- [GIVEN INFORMATION]:
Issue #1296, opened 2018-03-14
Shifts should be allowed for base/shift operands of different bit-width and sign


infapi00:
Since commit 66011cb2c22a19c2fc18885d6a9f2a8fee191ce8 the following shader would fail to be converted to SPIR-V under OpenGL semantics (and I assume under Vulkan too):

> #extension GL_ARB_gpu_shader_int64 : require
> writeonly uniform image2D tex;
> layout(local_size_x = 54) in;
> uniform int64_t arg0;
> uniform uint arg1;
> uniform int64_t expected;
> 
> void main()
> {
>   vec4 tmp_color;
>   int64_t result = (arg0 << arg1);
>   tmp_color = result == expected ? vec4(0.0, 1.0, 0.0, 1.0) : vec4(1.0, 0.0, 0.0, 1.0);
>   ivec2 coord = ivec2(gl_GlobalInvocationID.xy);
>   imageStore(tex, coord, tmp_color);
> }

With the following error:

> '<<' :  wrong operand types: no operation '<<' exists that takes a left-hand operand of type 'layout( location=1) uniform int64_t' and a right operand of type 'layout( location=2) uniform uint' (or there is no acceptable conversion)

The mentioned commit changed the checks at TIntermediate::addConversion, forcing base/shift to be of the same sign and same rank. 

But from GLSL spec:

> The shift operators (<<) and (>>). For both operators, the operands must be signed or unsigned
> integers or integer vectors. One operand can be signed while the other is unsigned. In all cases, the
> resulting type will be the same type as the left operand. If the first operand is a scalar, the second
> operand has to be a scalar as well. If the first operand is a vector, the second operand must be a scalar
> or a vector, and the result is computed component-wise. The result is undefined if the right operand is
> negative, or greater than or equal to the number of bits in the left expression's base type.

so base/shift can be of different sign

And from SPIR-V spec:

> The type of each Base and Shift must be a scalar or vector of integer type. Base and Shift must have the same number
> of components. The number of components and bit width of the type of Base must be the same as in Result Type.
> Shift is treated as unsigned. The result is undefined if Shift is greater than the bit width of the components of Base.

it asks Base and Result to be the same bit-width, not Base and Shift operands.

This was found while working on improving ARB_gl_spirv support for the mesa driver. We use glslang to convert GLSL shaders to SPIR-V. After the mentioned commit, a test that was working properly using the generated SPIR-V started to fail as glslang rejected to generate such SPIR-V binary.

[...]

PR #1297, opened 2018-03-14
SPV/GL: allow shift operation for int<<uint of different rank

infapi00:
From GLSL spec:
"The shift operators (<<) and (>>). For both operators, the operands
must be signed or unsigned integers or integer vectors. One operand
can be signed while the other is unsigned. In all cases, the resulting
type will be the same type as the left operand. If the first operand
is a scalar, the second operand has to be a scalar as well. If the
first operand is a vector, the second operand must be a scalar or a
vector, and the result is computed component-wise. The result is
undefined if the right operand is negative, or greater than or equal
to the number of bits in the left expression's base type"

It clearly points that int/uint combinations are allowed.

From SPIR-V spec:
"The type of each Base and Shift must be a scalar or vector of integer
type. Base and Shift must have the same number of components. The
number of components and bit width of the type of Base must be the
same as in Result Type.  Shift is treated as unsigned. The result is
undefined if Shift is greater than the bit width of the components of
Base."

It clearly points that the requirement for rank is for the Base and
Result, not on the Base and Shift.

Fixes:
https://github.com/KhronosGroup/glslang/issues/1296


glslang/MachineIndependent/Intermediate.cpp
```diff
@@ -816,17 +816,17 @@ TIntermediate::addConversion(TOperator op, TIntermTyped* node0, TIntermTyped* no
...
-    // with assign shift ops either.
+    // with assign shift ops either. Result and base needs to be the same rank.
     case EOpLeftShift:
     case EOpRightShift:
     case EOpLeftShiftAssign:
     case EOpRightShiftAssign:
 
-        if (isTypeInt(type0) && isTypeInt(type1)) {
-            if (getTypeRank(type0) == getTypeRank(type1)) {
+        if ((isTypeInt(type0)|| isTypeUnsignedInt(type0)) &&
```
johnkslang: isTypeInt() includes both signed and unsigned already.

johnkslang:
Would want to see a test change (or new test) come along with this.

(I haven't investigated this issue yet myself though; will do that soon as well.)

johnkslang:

- [INSTRUCTIONS FOR THE TASK]:
Copy every line from the records that holds the string "bits".

- [ANSWER BELOW]:
> negative, or greater than or equal to the number of bits in the left expression's base type.
to the number of bits in the left expression's base type"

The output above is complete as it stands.